:: Task prompt ::
From the listing below, copy only the lines running from the line that contains "PR #14662, opened 2026-03-10" to the line that contains "Desktop: Prevent enabling", both included.

:: Stored data ::
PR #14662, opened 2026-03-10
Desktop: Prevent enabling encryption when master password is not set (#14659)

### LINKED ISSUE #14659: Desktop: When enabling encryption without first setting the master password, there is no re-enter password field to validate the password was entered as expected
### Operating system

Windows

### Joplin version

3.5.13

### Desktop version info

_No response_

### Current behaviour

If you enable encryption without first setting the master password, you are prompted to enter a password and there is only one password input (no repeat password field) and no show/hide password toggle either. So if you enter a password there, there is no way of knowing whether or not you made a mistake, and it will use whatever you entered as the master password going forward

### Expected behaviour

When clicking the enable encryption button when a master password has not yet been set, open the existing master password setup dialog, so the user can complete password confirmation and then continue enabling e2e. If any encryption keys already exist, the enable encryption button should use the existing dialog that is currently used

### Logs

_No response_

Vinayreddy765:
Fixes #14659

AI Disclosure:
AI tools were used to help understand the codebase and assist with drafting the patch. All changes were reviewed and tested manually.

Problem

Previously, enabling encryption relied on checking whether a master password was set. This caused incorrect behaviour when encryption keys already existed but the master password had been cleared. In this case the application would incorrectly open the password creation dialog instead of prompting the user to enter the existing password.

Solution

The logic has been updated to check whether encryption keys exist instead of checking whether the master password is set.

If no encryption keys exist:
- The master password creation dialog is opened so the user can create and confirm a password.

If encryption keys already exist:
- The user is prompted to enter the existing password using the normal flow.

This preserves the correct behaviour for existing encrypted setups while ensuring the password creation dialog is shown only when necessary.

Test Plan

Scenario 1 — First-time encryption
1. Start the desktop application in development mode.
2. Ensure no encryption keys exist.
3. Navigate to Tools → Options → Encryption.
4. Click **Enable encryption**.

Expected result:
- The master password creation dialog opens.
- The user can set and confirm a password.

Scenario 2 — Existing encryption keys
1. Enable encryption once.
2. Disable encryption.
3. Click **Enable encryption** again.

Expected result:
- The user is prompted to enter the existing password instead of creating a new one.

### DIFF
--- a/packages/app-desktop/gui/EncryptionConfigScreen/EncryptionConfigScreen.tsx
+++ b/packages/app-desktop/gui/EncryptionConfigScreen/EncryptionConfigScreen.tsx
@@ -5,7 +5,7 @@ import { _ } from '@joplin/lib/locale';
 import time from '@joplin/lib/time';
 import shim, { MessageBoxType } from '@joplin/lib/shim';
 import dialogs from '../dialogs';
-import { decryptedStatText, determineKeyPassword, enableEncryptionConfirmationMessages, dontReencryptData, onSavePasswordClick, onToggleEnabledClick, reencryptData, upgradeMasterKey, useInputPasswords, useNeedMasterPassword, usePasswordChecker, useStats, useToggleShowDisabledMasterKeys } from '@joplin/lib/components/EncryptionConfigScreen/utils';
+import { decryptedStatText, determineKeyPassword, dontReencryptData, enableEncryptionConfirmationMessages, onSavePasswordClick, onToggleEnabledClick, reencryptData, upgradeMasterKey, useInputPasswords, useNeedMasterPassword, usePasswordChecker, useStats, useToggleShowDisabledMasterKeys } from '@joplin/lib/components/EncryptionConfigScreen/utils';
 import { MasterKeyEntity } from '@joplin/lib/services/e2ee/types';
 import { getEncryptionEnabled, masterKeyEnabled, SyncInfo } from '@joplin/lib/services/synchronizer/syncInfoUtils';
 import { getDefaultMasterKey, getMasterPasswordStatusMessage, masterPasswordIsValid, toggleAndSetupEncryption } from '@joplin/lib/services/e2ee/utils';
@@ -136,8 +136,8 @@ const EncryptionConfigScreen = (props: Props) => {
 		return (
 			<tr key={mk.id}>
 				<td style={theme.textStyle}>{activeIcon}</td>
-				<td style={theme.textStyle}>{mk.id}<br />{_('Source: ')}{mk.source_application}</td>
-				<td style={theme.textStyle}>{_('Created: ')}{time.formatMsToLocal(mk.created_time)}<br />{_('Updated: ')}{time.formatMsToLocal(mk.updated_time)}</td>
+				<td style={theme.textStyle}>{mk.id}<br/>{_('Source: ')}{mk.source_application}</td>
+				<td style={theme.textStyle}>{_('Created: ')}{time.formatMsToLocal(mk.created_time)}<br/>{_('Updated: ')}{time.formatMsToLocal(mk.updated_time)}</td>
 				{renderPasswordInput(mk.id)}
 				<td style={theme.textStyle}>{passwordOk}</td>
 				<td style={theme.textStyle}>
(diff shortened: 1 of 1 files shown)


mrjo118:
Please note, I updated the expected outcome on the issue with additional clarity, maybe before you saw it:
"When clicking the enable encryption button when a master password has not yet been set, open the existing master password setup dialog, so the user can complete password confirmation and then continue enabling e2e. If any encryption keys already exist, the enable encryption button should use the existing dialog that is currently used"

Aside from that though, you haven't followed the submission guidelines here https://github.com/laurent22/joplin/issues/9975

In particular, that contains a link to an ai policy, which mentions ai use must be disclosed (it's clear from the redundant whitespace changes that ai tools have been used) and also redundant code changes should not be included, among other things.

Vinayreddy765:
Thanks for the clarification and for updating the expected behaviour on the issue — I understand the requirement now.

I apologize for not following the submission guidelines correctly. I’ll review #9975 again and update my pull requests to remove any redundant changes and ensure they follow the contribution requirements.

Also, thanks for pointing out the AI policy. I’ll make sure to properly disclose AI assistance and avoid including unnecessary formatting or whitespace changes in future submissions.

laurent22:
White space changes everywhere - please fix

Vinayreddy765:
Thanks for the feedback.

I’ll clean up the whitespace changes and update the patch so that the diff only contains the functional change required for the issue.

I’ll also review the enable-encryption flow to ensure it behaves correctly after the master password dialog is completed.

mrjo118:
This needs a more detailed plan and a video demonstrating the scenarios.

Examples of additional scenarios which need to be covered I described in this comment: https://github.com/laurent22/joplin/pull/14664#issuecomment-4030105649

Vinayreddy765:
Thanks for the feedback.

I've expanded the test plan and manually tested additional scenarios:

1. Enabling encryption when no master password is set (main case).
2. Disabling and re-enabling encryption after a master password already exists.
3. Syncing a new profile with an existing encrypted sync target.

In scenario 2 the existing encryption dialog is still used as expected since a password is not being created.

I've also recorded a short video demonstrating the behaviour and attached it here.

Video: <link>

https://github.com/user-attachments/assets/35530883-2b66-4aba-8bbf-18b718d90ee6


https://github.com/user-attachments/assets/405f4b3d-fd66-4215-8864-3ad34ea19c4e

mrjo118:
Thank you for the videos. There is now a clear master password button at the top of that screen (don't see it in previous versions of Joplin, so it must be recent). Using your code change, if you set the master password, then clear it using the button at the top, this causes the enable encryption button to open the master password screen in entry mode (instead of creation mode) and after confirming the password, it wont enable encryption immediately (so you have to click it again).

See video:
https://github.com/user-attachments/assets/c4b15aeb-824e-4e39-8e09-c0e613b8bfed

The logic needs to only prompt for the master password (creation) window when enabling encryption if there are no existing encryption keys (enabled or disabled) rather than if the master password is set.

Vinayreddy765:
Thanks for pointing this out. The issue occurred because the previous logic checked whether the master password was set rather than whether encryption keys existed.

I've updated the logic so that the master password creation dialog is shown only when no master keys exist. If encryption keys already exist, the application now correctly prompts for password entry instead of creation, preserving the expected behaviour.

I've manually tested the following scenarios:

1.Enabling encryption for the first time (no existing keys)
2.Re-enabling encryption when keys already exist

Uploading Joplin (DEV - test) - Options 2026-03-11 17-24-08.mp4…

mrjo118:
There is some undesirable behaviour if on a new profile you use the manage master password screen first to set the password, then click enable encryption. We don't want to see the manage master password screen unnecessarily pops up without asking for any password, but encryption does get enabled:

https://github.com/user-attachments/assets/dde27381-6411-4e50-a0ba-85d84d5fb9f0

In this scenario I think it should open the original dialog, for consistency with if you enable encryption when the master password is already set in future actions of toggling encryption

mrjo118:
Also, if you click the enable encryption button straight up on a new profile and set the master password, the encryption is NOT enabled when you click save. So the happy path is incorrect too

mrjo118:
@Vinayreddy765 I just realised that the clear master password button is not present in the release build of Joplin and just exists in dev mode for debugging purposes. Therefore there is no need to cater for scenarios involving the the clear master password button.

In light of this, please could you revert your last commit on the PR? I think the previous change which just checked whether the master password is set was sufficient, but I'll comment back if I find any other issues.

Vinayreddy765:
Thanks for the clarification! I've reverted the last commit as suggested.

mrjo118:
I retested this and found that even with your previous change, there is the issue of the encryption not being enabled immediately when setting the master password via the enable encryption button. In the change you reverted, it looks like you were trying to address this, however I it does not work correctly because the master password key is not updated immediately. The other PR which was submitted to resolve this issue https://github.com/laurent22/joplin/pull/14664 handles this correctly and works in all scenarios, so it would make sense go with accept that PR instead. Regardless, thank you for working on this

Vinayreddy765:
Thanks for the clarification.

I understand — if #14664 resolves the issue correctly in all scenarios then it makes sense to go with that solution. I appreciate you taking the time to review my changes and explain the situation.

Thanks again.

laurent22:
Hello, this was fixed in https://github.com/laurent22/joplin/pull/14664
* * *
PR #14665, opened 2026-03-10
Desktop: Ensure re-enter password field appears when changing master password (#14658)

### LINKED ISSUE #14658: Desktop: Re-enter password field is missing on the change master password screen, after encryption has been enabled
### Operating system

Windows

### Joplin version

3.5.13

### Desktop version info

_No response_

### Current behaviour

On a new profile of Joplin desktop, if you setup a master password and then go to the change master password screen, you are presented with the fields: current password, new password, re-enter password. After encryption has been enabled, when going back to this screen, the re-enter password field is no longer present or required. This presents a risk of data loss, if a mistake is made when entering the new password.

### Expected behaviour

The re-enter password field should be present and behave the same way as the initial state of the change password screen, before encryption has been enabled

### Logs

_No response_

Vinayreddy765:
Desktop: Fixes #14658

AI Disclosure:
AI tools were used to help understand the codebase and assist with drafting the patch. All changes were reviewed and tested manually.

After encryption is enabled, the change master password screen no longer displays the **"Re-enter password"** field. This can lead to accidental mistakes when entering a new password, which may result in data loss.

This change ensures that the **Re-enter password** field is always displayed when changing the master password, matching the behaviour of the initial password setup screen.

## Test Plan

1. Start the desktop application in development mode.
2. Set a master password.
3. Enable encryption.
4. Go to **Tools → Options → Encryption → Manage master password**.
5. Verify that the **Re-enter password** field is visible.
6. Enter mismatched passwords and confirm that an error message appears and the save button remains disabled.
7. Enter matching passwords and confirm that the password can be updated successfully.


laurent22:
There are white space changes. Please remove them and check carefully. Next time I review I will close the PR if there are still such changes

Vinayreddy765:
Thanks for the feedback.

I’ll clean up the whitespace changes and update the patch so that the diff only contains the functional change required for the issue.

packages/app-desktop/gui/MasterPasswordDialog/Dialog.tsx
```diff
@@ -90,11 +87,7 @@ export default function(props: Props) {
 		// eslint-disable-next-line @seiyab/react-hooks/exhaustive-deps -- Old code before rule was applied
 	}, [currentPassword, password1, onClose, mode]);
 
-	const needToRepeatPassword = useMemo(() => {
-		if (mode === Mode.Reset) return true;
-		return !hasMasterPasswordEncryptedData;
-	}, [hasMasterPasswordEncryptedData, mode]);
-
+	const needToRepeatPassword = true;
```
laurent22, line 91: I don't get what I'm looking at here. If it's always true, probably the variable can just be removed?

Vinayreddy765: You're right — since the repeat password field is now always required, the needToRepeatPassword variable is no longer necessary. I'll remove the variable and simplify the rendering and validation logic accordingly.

:: Answer for this exercise ::
PR #14662, opened 2026-03-10
Desktop: Prevent enabling encryption when master password is not set (#14659)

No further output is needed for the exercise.